PR #879, opened 2025-11-20
Move sshd_config to sshd_config.d

rrotter:
### `sshd_config` / `ssh_config`
- add default distro versions of sshd_config, ssh_config to revert previous changes
- move our customizations to drop-ins in sshd_config.d, ssh_config.d
  - remove non-customizations (don't need to set settings that are already set the distro default config, unless they are very important)

### `pam.d/sshd`
- drop-in not supported here, relocate w/ `dpkg-divert`

Also see: #882, which removes the temporary code added here.

### DIFF
--- a/files/default/bookworm/etc/ssh/ssh_config
+++ b/files/default/bookworm/etc/ssh/ssh_config
@@ -1,0 +1,53 @@
+
+# This is the ssh client system-wide configuration file.  See
+# ssh_config(5) for more information.  This file provides defaults for
+# users, and the values can be changed in per-user configuration files
+# or on the command line.
+
+# Configuration data is parsed as follows:
+#  1. command line options
+#  2. user-specific file
+#  3. system-wide file
+# Any configuration value is only changed the first time it is set.
+# Thus, host-specific definitions should be at the beginning of the
+# configuration file, and defaults at the end.
+
+# Site-wide defaults for some commonly used options.  For a comprehensive
+# list of available options, their meanings and defaults, please see the
+# ssh_config(5) man page.
+
+Include /etc/ssh/ssh_config.d/*.conf
+
+Host *
+#   ForwardAgent no
+#   ForwardX11 no
+#   ForwardX11Trusted yes
+#   PasswordAuthentication yes
+#   HostbasedAuthentication no
+#   GSSAPIAuthentication no
+#   GSSAPIDelegateCredentials no
+#   GSSAPIKeyExchange no
+#   GSSAPITrustDNS no
+#   BatchMode no
+#   CheckHostIP yes
+#   AddressFamily any
+#   ConnectTimeout 0
+#   StrictHostKeyChecking ask
+#   IdentityFile ~/.ssh/id_rsa
+#   IdentityFile ~/.ssh/id_dsa
+#   IdentityFile ~/.ssh/id_ecdsa
+#   IdentityFile ~/.ssh/id_ed25519
+#   Port 22
+#   Ciphers aes128-ctr,aes192-ctr,aes256-ctr,aes128-cbc,3des-cbc
+#   MACs hmac-md5,hmac-sha1,umac-64@openssh.com
+#   EscapeChar ~
+#   Tunnel no
+#   TunnelDevice any:any
+#   PermitLocalCommand no
+#   VisualHostKey no
+#   ProxyCommand ssh -q -W %h:%p gateway.example.com
+#   RekeyLimit 1G 1h
+#   UserKnownHostsFile ~/.ssh/known_hosts.d/%k
+    SendEnv LANG LC_*
+    HashKnownHosts yes
+    GSSAPIAuthentication yes
--- a/files/default/trixie/etc/ssh/sshd_config
+++ b/files/default/trixie/etc/ssh/sshd_config
@@ -1,0 +1,124 @@
+
+# This is the sshd server system-wide configuration file.  See
+# sshd_config(5) for more information.
+
+# This sshd was compiled with PATH=/usr/local/bin:/usr/bin:/bin:/usr/games
+
+# The strategy used for options in the default sshd_config shipped with
+# OpenSSH is to specify options with their default value where
+# possible, but leave them commented.  Uncommented options override the
+# default value.
+
+Include /etc/ssh/sshd_config.d/*.conf
+
+#Port 22
+#AddressFamily any
+#ListenAddress 0.0.0.0
+#ListenAddress ::
+
+#HostKey /etc/ssh/ssh_host_rsa_key
+#HostKey /etc/ssh/ssh_host_ecdsa_key
+#HostKey /etc/ssh/ssh_host_ed25519_key
+
+# Ciphers and keying
+#RekeyLimit default none
+
+# Logging
+#SyslogFacility AUTH
+#LogLevel INFO
+
+# Authentication:
+
+#LoginGraceTime 2m
+#PermitRootLogin prohibit-password
+#StrictModes yes
+#MaxAuthTries 6
+#MaxSessions 10
+
+#PubkeyAuthentication yes
+
+# Expect .ssh/authorized_keys2 to be disregarded by default in future.
+#AuthorizedKeysFile	.ssh/authorized_keys .ssh/authorized_keys2
+
+#AuthorizedPrincipalsFile none
+
+#AuthorizedKeysCommand none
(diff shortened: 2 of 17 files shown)


files/default/bookworm/etc/ssh/ssh_config
```diff
@@ -0,0 +1,53 @@
...
+#   EscapeChar ~
+#   Tunnel no
+#   TunnelDevice any:any
+#   PermitLocalCommand no
+#   VisualHostKey no
+#   ProxyCommand ssh -q -W %h:%p gateway.example.com
+#   RekeyLimit 1G 1h
+#   UserKnownHostsFile ~/.ssh/known_hosts.d/%k
+    SendEnv LANG LC_*
+    HashKnownHosts yes
```
daaang, line 52: HashKnownHosts isn't my favorite, and it seems especially silly for our servers, but I'm guessing this is just copying in debian defaults (and I don't dislike anywhere near enough to say "let's don't do defaults").

files/default/trixie/etc/ssh/sshd_config
```diff
@@ -0,0 +1,124 @@
...
+
+# override default of no subsystems
+Subsystem	sftp	/usr/lib/openssh/sftp-server
+
+# Example of overriding settings on a per-user basis
+#Match User anoncvs
+#	X11Forwarding no
+#	AllowTcpForwarding no
+#	PermitTTY no
+#	ForceCommand cvs server
```
daaang, line 124: Yeah I'm not running diffs on these. I'm just assuming you copied in three default config files bundled with each of the four distro/versions we use.

manifests/profile/networking/sshd.pp
```diff
@@ -26,26 +26,49 @@
     hasrestart => true,
   }
 
+  # Reset sshd_config to original distro config. May be deleted once this has been applied to existing hosts.
   file { '/etc/ssh/sshd_config':
+    source => "puppet:///modules/nebula/default/${facts['os']['distro']['codename']}/etc/ssh/sshd_config",
+    notify => Service['sshd'],
+  }
+
+  file { '/etc/ssh/sshd_config.d/50-lit.conf':
```
daaang, line 35: Makes sense.

manifests/profile/networking/sshd.pp
```diff
@@ -26,26 +26,49 @@
...
     content => template('nebula/profile/networking/sshd_config.erb'),
     notify  => Service['sshd'],
   }
 
-  concat { '/etc/ssh/ssh_config': }
```
daaang, line 34: Ah I was wondering where this was coming from.

manifests/profile/bolt.pp
```diff
@@ -60,4 +60,6 @@
         | SSH_CONFIG
     }
   }
+
+  concat { '/etc/ssh/ssh_config.d/50-bolt.conf': }
```
daaang, line 64: Any reason for the concat with a single fragment instead of just a file? I'm assuming it was a concat previously in order to span profiles.

manifests/profile/networking/sshd.pp
```diff
@@ -26,26 +26,49 @@
...
+  }
+  # Diverts file without moving. This is required if `sshd-defaults` already exists, but isn't safe unless
+  # we're also writing `sshd-defaults` afterwords.
+  exec { 'divert pam.d/sshd 2':
+    # TODO: remove this exec once all existing hosts have been remediated.
+    unless  => "/usr/bin/test `/usr/bin/dpkg-divert --truename /etc/pam.d/sshd` = '/etc/pam.d/sshd-defaults'",
+    timeout => 30,
+    command => '/usr/bin/dpkg-divert --no-rename --divert /etc/pam.d/sshd-defaults --add /etc/pam.d/sshd',
+    before  => File['/etc/pam.d/sshd-defaults'],
+    require => Exec['divert pam.d/sshd'],
```
daaang, line 59: Ok.

1. If `/etc/pam.d/sshd-defaults` does not exist,
2. We run `dpkg-divert --rename --divert /etc/pam.d/sshd-defaults --add /etc/pam.d/sshd` and then
3. If `dpkg-divert --truename /etc/pam.d/sshd` is not `/etc/pam.d/sshd-defaults`
4. We run `dpkg-divert --no-rename --divert /etc/pam.d/sshd-defaults --add /etc/pam.d/sshd`

I read the man page, but I don't get what a divert is, or why we need to do it, or why the above sequence is important.

daaang (commented):
Overall, I see what this is doing. But I do not understand what the divert does, and I do not understand what you want it to do, so I cannot say whether this will do what you want it to do.

manifests/profile/networking/sshd.pp
daaang: Wait no, this is incomplete, and I'm guessing the above step 3 will prevent step 4 from ever happening, which is the point.

1. If `/etc/pam.d/sshd-defaults` does exist,
2. And if `dpkg-divert --truename /etc/pam.d/sshd` is not `/etc/pam.d/sshd-defaults`
3. We run `dpkg-divert --no-rename --divert /etc/pam.d/sshd-defaults --add /etc/pam.d/sshd`

Either path, the point is that `dpkg-divert --truename /etc/pam.d/sshd` is `/etc/pam.d/sshd-defaults` and `sshd-defaults` exists, everywhere and in an hour, and then we're ready for phase two.

I still don't get what it means to have a truename diverted, but this should do it everywhere, either (I assume?) creating sshd-defaults with `--rename` or running `--no-rename` if ssh-defaults is already there.

daaang: Is this to catch dpkg up to what we're currently doing with puppet, so that we can have puppet let go of the files and undo this with dpkg so that it takes over when we finish?

files/default/bookworm/etc/ssh/ssh_config
rrotter: Good catch. I strongly agree with quashing this. Almost anything here can be overridden in a drop in. I'll add that.

files/default/trixie/etc/ssh/sshd_config
rrotter: Yep. Started each in containers, installed sshd, copied the respective files out.

manifests/profile/bolt.pp
rrotter: Look up to line 50, looks like a loop to me.

manifests/profile/networking/sshd.pp
rrotter: - `dpkg-divert --divert` tells dpkg that when it's managing a file that a package expects to be at `/etc/pam.d/sshd`, that it should be at `/etc/pam.d/sshd-defaults` instead.
- `--rename` is the option you'd normally want to use. This says: rename sshd to sshd-defaults. This is great as long as `/etc/pam.d/sshd-defaults` does not exist, if it does, this command will always fail.
- With the `--no-rename` flag, we make the same changes to the dpkg database, but the file doesn't get moved. Then we have to follow up and ensure the correct data is at `/etc/pam.d/sshd-defaults`.
- `dpkg-divert --truename /etc/pam.d/sshd` prints the path where dpkg expects to find `/etc/pam.d/sshd`. If it prints `/etc/pam.d/sshd-defaults` we've already successfully diverted the file, and we don't need to do it again.

rrotter: The goal is that dpkg should manage `sshd-defaults` in leiu of managing `sshd`, which we'll continue managing with puppet.

Once we remediate existing hosts we'll only need `dpkg-divert` to run on new hosts, where it will create `sshd-defaults` by relocating `sshd`, so puppet won't need to write this file anymore.

We have three starting states we need to handle correctly:
1. new host
2. existing host with puppet managed `sshd` and `sshd-defaults`
3. existing host where this code has already run

In each case the end state should be:
* `pam.d/sshd-defaults` contains the data that Debian normally writes to `pam.d/sshd`
* dpkg has "diverted" `pam.d/sshd` accordingly
* `pam.d/sshd` has the same contents we're already generating, but order is critical, because we can't have this data end up in sshd-defaults instead

files/default/bookworm/etc/ssh/ssh_config
rrotter: Fixed in last push.

daaang (approved):

rrotter:
rebased to production.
========================
* TASK PROMPT:
Word for word, restate the entries from the first line to the line that has "- move our customizations", both included, and nothing else.

* EXPECTED ANSWER:
PR #879, opened 2025-11-20
Move sshd_config to sshd_config.d

rrotter:
### `sshd_config` / `ssh_config`
- add default distro versions of sshd_config, ssh_config to revert previous changes
- move our customizations to drop-ins in sshd_config.d, ssh_config.d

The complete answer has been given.